---------- Material for this exercise ----------

PR #931, opened 2026-09-11
[FIX]: Reject failed typecheck commands without diagnostics

sridharkalaibala:
## Issue Reference

Found while validating the client locally; no existing issue found for failed compiler commands passing this gate.

## What Was Changed

Require at least one recognized TypeScript diagnostic before accepting a failed `tsc` command with exit code 1 or 2. Command failures without diagnostics now exit 2 before comparing or rewriting the baseline.

## Why Was It Changed

Package-manager failures can return the same exit codes as TypeScript. For example, `pnpm exec tsc` failing with `ERR_PNPM_RECURSIVE_EXEC_FIRST_FAIL` was normalized to an empty diagnostic list and reported as a passing type check. Running `typecheck:update` in that situation could erase the committed baseline. Successful compiler runs with no diagnostics and genuine baselined TypeScript errors keep their existing behavior.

----------

**Assignment**. Write out the records exactly, starting at the first line and stopping after the line that contains "## What Was Changed".

**Response to this task**.
PR #931, opened 2026-09-11
[FIX]: Reject failed typecheck commands without diagnostics

sridharkalaibala:
## Issue Reference

Found while validating the client locally; no existing issue found for failed compiler commands passing this gate.

## What Was Changed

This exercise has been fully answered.